Is a Family Caregiver Liable for a Loved One’s Debts After Death?

Navigating Legal Challenges and Financial Responsibilities as a Caregiver

Say you’re the primary family member who has taken care of a parent or spouse for the last several years. When they die, will you get stuck with their bills? It depends, according to legal experts and the Federal Trade Commission. Family members generally are not required to pay the debts of a deceased relative out of their own assets. However, debts simply are not wiped off the books when someone dies. Debts are the responsibility of the estate of the deceased person, with the executor named in the will in charge of handling the outstanding financial affairs. But debts also can become the obligation of a relative who co-signed a loan or credit card or had joint ownership of a property or business. Financial liability also can come into play in the nine community property states where a husband or wife can be held responsible for debts incurred by their spouse during the marriage even if they didn’t agree or know about them. For a comprehensive guide on legal and financial aspects, explore our legal and financial checklist for family caregivers.

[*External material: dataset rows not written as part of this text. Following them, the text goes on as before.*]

PR #403, opened 2021-03-17
Redirection to list after adding new picture

vllorca:


src/modules/RA/Picture/views/Create.js
```diff
@@ -4,13 +4,16 @@ import { Create } from 'react-admin';
 import PictureFields from '../components/PictureFields';
 import DefaultActions from '../../../../components/react-admin/DefaultActions';
 
+const redirect = (basePath, id, data) => `/viewpoint/${data.viewpoint}`;
+
 export const PictureCreate = props => (
   <Create
     {...props}
-    actions={<DefaultActions />}
+    actions={<DefaultActions redirect={redirect} />}
```
jrmi, line 12: Does the redirection works if we don't came from a viewpoints ?

vllorca: Yes it does. I changed the redirection in the Create component
It's the one called when you add a picture, coming from a viewpoint or directly from the picture list.

jrmi: Actually, we want to come back to the viewpoint if we came from it but come back to picture list if we don't. Is this the implemented behaviour ?

vllorca: As describe in the ticket#791, after adding a picture we want to come back to the list of photo from the corresponding viewpoint, and not the pictures list for all the observatory.

image

jrmi: Yes but only when you came from a viewpoint as the first words explain it.

jrmi (approved):

CFarcy (approved):

PR #414, opened 2021-03-30
Add "search location" in map control

dtrucs:


src/modules/CRUD/services/MapProvider.js
```diff
@@ -29,11 +33,95 @@ export const MapProvider = ({ children }) => {
...
+      top: 20,
+      right: hasDetails ? (detail?.offsetWidth ?? 0 + 50) : 50,
+      bottom: !hasDetails ? (dataTable?.offsetHeight ?? 0 + 20) : 20,
+      left: 20,
+    };
+    map.resize();
+    map.fitBounds(getBounds(coordinates), { padding, duration: 0 });
+  }, [dataTableRef, detailsRef, map]);
+
+  const search = useMemo(() => ({
```
jrmi, line 56: Why a useMemo instead of two useCallback ?

dtrucs: Because it's not a function but a constante

jrmi: It's an object with two function properties that are spread in a use effect if I read well ?

dtrucs: Oh i misread 'two'.
I think i coded in this way because at the beginning it was easier.
But now i see what you mean :D.

Do you think it's better to use two useCallack for each method?

dtrucs: Fixed 👍

jrmi (approved):

PR #206, opened 2020-05-19
Update documentation following the change of byte_in_line to be 1-based.

samhocevar:


ColinH:
Thanks, we are slightly lagging behind with the documentation updates, but hope to get everything consistent RSN.

d-frey:
How does everyone feel about renaming "byte_in_line" to "column"? Yes, it is not technically correct when you consider multi-byte encoding, e.g. UTF-8. OTOH, it is already confusing when "byte" starts with 0 (because it's an offset), while "byte_in_line" starts with 1. Opinions?

samhocevar:
I’m in favour for the reasons you mention, but also because changing the name will make it more likely that users will double check their existing code when migrating to PEGTL 3. I know I didn’t and I had a `match` function that relied on `byte_in_line == 0`…

skyrich62:
I'm in favor.
Perhaps something else can be done for multi-byte encodings in the future.

--Rich

PR #212, opened 2020-07-19
doc: Update deprecated example

jubnzv:
Update example in Rules-and-Grammars.md to use actual methods of buffer_input class.
This doc is deprecated since https://github.com/taocpp/PEGTL/commit/cd35d8bae7d73637da1f9c077b55921c6cfdf897.


ColinH:
Thanks!

PR #215, opened 2020-08-23
Fixes #211

### LINKED ISSUE #211: Compile error in file_reader.hpp on Windows, std::filesystem::path uses wchar_t* which cannot be passed to std::fopen expecting char*
On Windows 10, compiling with gcc on mingw / msys2, std::filesystem::path::c_str() returns a const wchar_t* while std::fopen takes a const char_t*.  This causes a compile error.

```
C:/Users/dferr/CLionProjects/PEGTL/include/tao/pegtl/internal/file_reader.hpp:29:46: error: cannot convert 'const value_type*' {aka 'const wchar_t*'} to 'const char*'
       if( auto* file = std::fopen( path.c_str(), "rb" ) )

```
You won't be able to fix it with a simple cast.  It will require a UTF-16LE aware string conversion.

Amphaal:
Quick fix based on https://stackoverflow.com/questions/11352641/boostfilesystempath-and-fopen to allow compilation on MinGW systems.

### DIFF
--- a/include/tao/pegtl/internal/file_reader.hpp
+++ b/include/tao/pegtl/internal/file_reader.hpp
@@ -26,7 +26,7 @@ namespace TAO_PEGTL_NAMESPACE::internal
       throw std::filesystem::filesystem_error( "_wfopen_s() failed", path, ec );
 #else
 #if defined( __MINGW32__ )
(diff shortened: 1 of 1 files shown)


ColinH:
Thank you!

PR #223, opened 2020-10-12
Add table of equivalent forms to Rule Reference

eyepatchParrot:
When starting with the S expression example, I wanted a quick reference guide to quickly get up to speed in terms of already familiar languages like PEG and regex, and in terms of rules I was already familiar with: `if_must` from `must`.

Every row in every table which maps between pegtl rules depends only on rows above it, and every rule in the s expression example is covered. The long lines provide space alignment between columns in markdown, but with the links gets excessive.

This is just describing what I had in mind, let me know what you think or if it's not suitable for the project / goes somewhere else.

### DIFF
--- a/doc/Rule-Reference.md
+++ b/doc/Rule-Reference.md
@@ -32,6 +32,7 @@ When at least one parameter is given, i.e. `seq< A >` or `seq< A, B, C >`, `R` i
 
 ## Contents
 
+* [Equivalence Tables](#equivalence-tables)
 * [Meta Rules](#meta-rules)
 * [Combinators](#combinators)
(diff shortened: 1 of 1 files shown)


d-frey:
Thank you for the idea, I think it might be useful, although I'll discuss with Colin (when time permits) which table should go where. Personally, I think the reference section should not be containing PEG -> PEGTL or regex -> PEGTL tables, they might be better suited for other parts of the documentation.

ColinH:
For now we've kept the combinator table, albeit on the "getting started" page, but have removed the other tables since they would need to be greatly extended in order to be really useful, which then creates its own set of issues.

PR #224, opened 2020-10-16
Auto generate src/test/pegtl/file_äöü𝄞_data.txt

delpinux:
The test file "src/test/pegtl/file_äöü𝄞_data.txt" is now
auto-generated and no more stored in the git repository.

The reason for this change is that some filesystems (old ones?) do not
support this kind of files. Thus it makes it impossible on these
filesystems to extract the source tree (from a git repository for
instance). This is the case since commit 80a876d22a.


ColinH:
Are there any systems that have a C++17 compiler but don't support Unicode filenames?

delpinux:
I was also really surprised @ColinH 
This file system is a (stupid) proprietary NFS that is used on my office network. It is very bad and probably very expensive... I have no control upon it, but obviously since work stations are Linux boxes, we have recent gcc or clang compilers running on them.

d-frey:
TBH, I'm not too happy with this PR. It adds quite some complexity to the build systems (both make and CMake) only to support a case that shouldn't even exist. Why even work on an NFS-mounted volume that doesn't support Unicode? While I understand that it poses a problem to you, I have to wonder how many users are actually affected by this kind of problem.

I *might* consider a less intrusive PR, though. Would it be possible to disable this test (maybe by an explicit env variable)? Or is the checkout itself broken if the filename is present at all?

delpinux:
Hello @d-frey
I totally agree that this patch is not very nice.
I meant to send it to you since this kind of problem could occur to other users of PEGTL.
Feel free to reject/close this PR.
I use `git subrepo` (https://github.com/ingydotnet/git-subrepo) to incorporate PEGTL into my project and it is easy for me to removed this file from my project after each update.
Again, you can reject this PR it is not a big deal for me and my project.
Keep up the good work, and thanks again for PEGTL.

delpinux:
To answer your question: the checkout itself is broken. git cannot create the worktree on this filesystem for this peculiar file.
Actually I made some tests (few month ago), it is the 𝄞 character which is problematic.

Best regards

ColinH:
Since you say it's not a big deal for you we have decided to reject this PR for now with the idea that we can always resurrect it in case more people report problems with the (intentionally) strange filename and can't easily find a work around. And: Thank you for going the extra mile of preparing a PR for your issue!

10 Tips for Family Caregivers on Debt and Death:

  • Seek competent advice. There are a maze of legal questions involved. The National Elder Law Foundation has a list of qualified lawyers by state.
  • It’s important to keep very careful records for the payment of all bills and expenses. Avoid paying bills with cash.
  • If you’re a family caregiver (a son, a niece or cousin, for example), and your name is on any household bills such as utilities or the mortgage, you will be accountable for any related debt. If bills are only in your mother’s or aunt’s name, the utility can still seek payment from the estate.
  • In many states, spouses are responsible for each other’s medical bills. However, there also are “spousal impoverishment” laws to prevent spouses from going broke paying for each other’s medical care. Ask your attorney to go over how these affect you.
  • Close to 30 states have what’s known as “filial responsibility” laws. Those require adult children to pay for a parent’s unpaid medical debts, such as those to hospitals or nursing homes, when the parent cannot. At this time, these laws are often not enforced, but it is possible that these laws may begin to be enforced in the future.
  • Medicare only covers rehabilitative care (not palliative care) in a nursing home, and only up to (but sometimes less than) 100 days. Medicaid covers nursing home care, but you must qualify and apply for Medicaid coverage.
  • Some nursing home contracts contain “guarantor language” that require a family member to be personally responsible for unpaid nursing home charges. Have your attorney review any nursing home contract before you sign it.
  • Special care must be used when dealing with your loved one’s 401(k), an IRA, or other qualified plan because a mistake can cause irreversible tax penalties and consequences.
  • A power of attorney can often help you avoid guardianship court, but in some circumstances. Be sure to ask your attorney to prepare these for you as part of your estate plan.
  • Although most people prefer to avoid the time and expense of probate, there are some circumstances where probate is desirable, including when you may want to extinguish possible claims against the estate.